Opinion
No. 2009-08604.
February 8, 2011.
Appeal by the defendant from a resentence of the County Court, Nassau County (Kase, J.), imposed September 1, 2009, which, upon the granting of his motion pursuant to CPL 440.20 to set aside a sentence of the same court (Winick, J.) imposed March 25, 1987, upon his conviction of sodomy in the first degree, upon a jury verdict, resentenced him as a persistent felony offender.
Michael O'Brien, Syosset, N.Y., for appellant.
Kathleen M. Rice, District Attorney, Mineola, N.Y. (Douglas Noll and Joanna Hershey of counsel), for respondent.
Before: Skelos, J.P., Covello, Balkin and Austin, JJ.
Ordered that the resentence is affirmed.
On March 25, 1987, after the defendant was convicted at a jury trial of having forcibly sodomized another inmate at the Nassau County Correctional Center ( see Penal Law former § 130.50 [1]), he was sentenced as a persistent violent felony offender to an indeterminate prison term of 25 years to life.
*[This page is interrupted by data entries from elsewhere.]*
PR #22657, opened 2025-03-19
Rework how plasmalungs trait is applied to mobs and antags

### LINKED ISSUE #22112: Plasma tank for plasmalung spawning at job location instead of with you
### Labels

[BUG][MAJOR]

### Description

I noticed if you have heavy sleeper, pet lover, plasmalung, and a job that spawns you with an item it leaves the plasmatank where you would've otherwised spawned without heavy sleeper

In February 2009, upon the People's concession that the predicate offenses were not violent felonies and that the defendant had thus improperly been sentenced as a persistent violent felony offender, the County Court granted the defendant's motion to set aside the sentence pursuant to CPL 440.20. Upon inquiry into the defendant's history and character, the County Court determined that the defendant should be resentenced as a persistent felony offender, and it resentenced him to an indeterminate prison term of 20 years to life.
The defendant's contention that New York's persistent felony offender statutes violate the Sixth Amendment right to trial by jury is without merit ( see People v Bell, 15 NY3d 935, 936; People v Battles, 16 NY3d 54, 59; People v Quinones, 12 NY3d 116, 128-131, cert denied 558 US ___, 130 S Ct 104; People v Rivera, 5 NY3d 61, 66, cert denied 546 US 984; People v Rosen, 96 NY2d 329, 335, cert denied 534 US 899).